*DATASET CONTENT*.
BEGIN
PR #1999, opened 2022-10-04
edit .dockerignore file and allow Dockerfile* and *.json for osbs

rcerven:
* CLOUDBLD-11150

### DIFF
--- a/atomic_reactor/plugins/add_dockerfile.py
+++ b/atomic_reactor/plugins/add_dockerfile.py
@@ -44,6 +44,7 @@ from osbs.utils import Labels
 from atomic_reactor.constants import DOCKERFILE_FILENAME, IMAGE_BUILD_INFO_DIR
 from atomic_reactor.dirs import BuildDir
 from atomic_reactor.plugin import Plugin
+from atomic_reactor.util import allow_path_in_dockerignore
 
 
 class AddDockerfilePlugin(Plugin):
@@ -98,10 +99,12 @@ class AddDockerfilePlugin(Plugin):
         if self.use_final_dockerfile:
             # when using final dockerfile, we should use DOCKERFILE_FILENAME
             add_line = f'ADD {DOCKERFILE_FILENAME} {self.df_path}\n'
+            allow_path_in_dockerignore(build_dir.path, DOCKERFILE_FILENAME)
         else:
             # otherwise we should copy current snapshot and use the copied version
             shutil.copy2(build_dir.dockerfile_path, build_dir.path / self.df_name)
             add_line = f'ADD {self.df_name} {self.df_path}\n'
+            allow_path_in_dockerignore(build_dir.path, self.df_name)
 
         # put it before last instruction
         lines.insert(-1, add_line)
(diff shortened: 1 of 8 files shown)


ben-alkov (approved):

atomic_reactor/plugins/add_dockerfile.py
```diff
@@ -110,6 +110,20 @@ def add_dockerfile(self, build_dir: BuildDir) -> None:
...
         self.log.info("added %s for the %s build", self.df_path, build_dir.platform)
 
+    def _modify_dockerignore(self, build_dir: BuildDir) -> None:
+        dockerignore = build_dir.path / DOCKERIGNORE
+
+        if not dockerignore.exists():
+            return
+
+        with open(dockerignore, "a") as f:
+            f.write('\n!/Dockerfile*\n')
```
MartinBasti, line 120: Shouldn't we say explicitly which Dockerfile and json ?

rcerven: I don't think it matters that much, since we are allowing them only in /

either way, even if we would allow just specific ones, AND they would do COPY /*   they would copy those anyway

so if they are relying on this for such copy command, they will be already copying our files anyway

MartinBasti: is it hard to use exacts filenames OSBS, or why we have to do just a semi-fix that may result in another issue in future when somebody will need to avoid copying some json files?

mkosiarc: I agree that we should explicitly add files that are being ADDed in the Dockerfile. Also, I am not sure that we should limit this to .json files and Dockerfiles

rcerven: ok then, I'll change it

mkosiarc (approved):

atomic_reactor/util.py
```diff
@@ -1252,13 +1252,13 @@ def validate_with_schema(data: dict, schema: str, package: str = "atomic_reactor
...
 
-def allow_repo_dir_in_dockerignore(build_path):
+def allow_path_in_dockerignore(build_path, allow_path):
     docker_ignore = os.path.join(str(build_path), DOCKERIGNORE)
 
     if os.path.isfile(docker_ignore):
         with open(docker_ignore, "a") as f:
-            f.write("\n!%s\n" % RELATIVE_REPOS_PATH)
-        logger.debug("Allowing %s in %s", RELATIVE_REPOS_PATH, DOCKERIGNORE)
+            f.write("\n!%s\n" % allow_path)
```
MartinBasti, line 1260: didn't we agreed on new style format string or F-strings?
```suggestion
            f.write(f"\n!{allow_path}\n")
```

MartinBasti:
Can you please also describe better in commit message why?

atomic_reactor/util.py
rcerven: ok

rcerven:
> Can you please also describe better in commit message why?

done

ben-alkov (approved):

MartinBasti (approved):

rcerven:
rn updated

PR #2002, opened 2022-10-05
Import koji metadata from file

mkosiarc:
Upload koji metadata file and use its filename in CGImport call This allows handling files containing control characters

CLOUDBLD-11191

### DIFF
--- a/atomic_reactor/plugins/koji_import.py
+++ b/atomic_reactor/plugins/koji_import.py
@@ -57,6 +57,7 @@ from atomic_reactor.constants import (
     KOJI_SUBTYPE_OP_APPREGISTRY,
     KOJI_SUBTYPE_OP_BUNDLE,
     KOJI_SOURCE_ENGINE,
+    KOJI_METADATA_FILENAME,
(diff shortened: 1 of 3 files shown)


ben-alkov (approved):

atomic_reactor/plugins/koji_import.py
```diff
@@ -532,12 +533,11 @@ def run(self):
         if build_id is not None and build_token is not None:
             koji_metadata['build']['build_id'] = build_id
 
+        self.upload_metadata(koji_metadata, server_dir)
         try:
-            if build_token:
```
MartinBasti, line 536: is it safe to remove this if ?

mkosiarc: If not present, it will have value None. and that is the default value for token in CGImport method anyway.

mkosiarc: So I would say yes.

MartinBasti (approved):
:rocket:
END
*WORK TO COMPLETE*.
Your job is to reproduce the data in full, with every line intact.

*WRITTEN SOLUTION*.
PR #1999, opened 2022-10-04
edit .dockerignore file and allow Dockerfile* and *.json for osbs

rcerven:
* CLOUDBLD-11150

### DIFF
--- a/atomic_reactor/plugins/add_dockerfile.py
+++ b/atomic_reactor/plugins/add_dockerfile.py
@@ -44,6 +44,7 @@ from osbs.utils import Labels
 from atomic_reactor.constants import DOCKERFILE_FILENAME, IMAGE_BUILD_INFO_DIR
 from atomic_reactor.dirs import BuildDir
 from atomic_reactor.plugin import Plugin
+from atomic_reactor.util import allow_path_in_dockerignore
 
 
 class AddDockerfilePlugin(Plugin):
@@ -98,10 +99,12 @@ class AddDockerfilePlugin(Plugin):
         if self.use_final_dockerfile:
             # when using final dockerfile, we should use DOCKERFILE_FILENAME
             add_line = f'ADD {DOCKERFILE_FILENAME} {self.df_path}\n'
+            allow_path_in_dockerignore(build_dir.path, DOCKERFILE_FILENAME)
         else:
             # otherwise we should copy current snapshot and use the copied version
             shutil.copy2(build_dir.dockerfile_path, build_dir.path / self.df_name)
             add_line = f'ADD {self.df_name} {self.df_path}\n'
+            allow_path_in_dockerignore(build_dir.path, self.df_name)
 
         # put it before last instruction
         lines.insert(-1, add_line)
(diff shortened: 1 of 8 files shown)


ben-alkov (approved):

atomic_reactor/plugins/add_dockerfile.py
```diff
@@ -110,6 +110,20 @@ def add_dockerfile(self, build_dir: BuildDir) -> None:
...
         self.log.info("added %s for the %s build", self.df_path, build_dir.platform)
 
+    def _modify_dockerignore(self, build_dir: BuildDir) -> None:
+        dockerignore = build_dir.path / DOCKERIGNORE
+
+        if not dockerignore.exists():
+            return
+
+        with open(dockerignore, "a") as f:
+            f.write('\n!/Dockerfile*\n')
```
MartinBasti, line 120: Shouldn't we say explicitly which Dockerfile and json ?

rcerven: I don't think it matters that much, since we are allowing them only in /

either way, even if we would allow just specific ones, AND they would do COPY /*   they would copy those anyway

so if they are relying on this for such copy command, they will be already copying our files anyway

MartinBasti: is it hard to use exacts filenames OSBS, or why we have to do just a semi-fix that may result in another issue in future when somebody will need to avoid copying some json files?

mkosiarc: I agree that we should explicitly add files that are being ADDed in the Dockerfile. Also, I am not sure that we should limit this to .json files and Dockerfiles

rcerven: ok then, I'll change it

mkosiarc (approved):

atomic_reactor/util.py
```diff
@@ -1252,13 +1252,13 @@ def validate_with_schema(data: dict, schema: str, package: str = "atomic_reactor
...
 
-def allow_repo_dir_in_dockerignore(build_path):
+def allow_path_in_dockerignore(build_path, allow_path):
     docker_ignore = os.path.join(str(build_path), DOCKERIGNORE)
 
     if os.path.isfile(docker_ignore):
         with open(docker_ignore, "a") as f:
-            f.write("\n!%s\n" % RELATIVE_REPOS_PATH)
-        logger.debug("Allowing %s in %s", RELATIVE_REPOS_PATH, DOCKERIGNORE)
+            f.write("\n!%s\n" % allow_path)
```
MartinBasti, line 1260: didn't we agreed on new style format string or F-strings?
```suggestion
            f.write(f"\n!{allow_path}\n")
```

MartinBasti:
Can you please also describe better in commit message why?

atomic_reactor/util.py
rcerven: ok

rcerven:
> Can you please also describe better in commit message why?

done

ben-alkov (approved):

MartinBasti (approved):

rcerven:
rn updated

PR #2002, opened 2022-10-05
Import koji metadata from file

mkosiarc:
Upload koji metadata file and use its filename in CGImport call This allows handling files containing control characters

CLOUDBLD-11191

### DIFF
--- a/atomic_reactor/plugins/koji_import.py
+++ b/atomic_reactor/plugins/koji_import.py
@@ -57,6 +57,7 @@ from atomic_reactor.constants import (
     KOJI_SUBTYPE_OP_APPREGISTRY,
     KOJI_SUBTYPE_OP_BUNDLE,
     KOJI_SOURCE_ENGINE,
+    KOJI_METADATA_FILENAME,
(diff shortened: 1 of 3 files shown)


ben-alkov (approved):

atomic_reactor/plugins/koji_import.py
```diff
@@ -532,12 +533,11 @@ def run(self):
         if build_id is not None and build_token is not None:
             koji_metadata['build']['build_id'] = build_id
 
+        self.upload_metadata(koji_metadata, server_dir)
         try:
-            if build_token:
```
MartinBasti, line 536: is it safe to remove this if ?

mkosiarc: If not present, it will have value None. and that is the default value for token in CGImport method anyway.

mkosiarc: So I would say yes.

MartinBasti (approved):
:rocket:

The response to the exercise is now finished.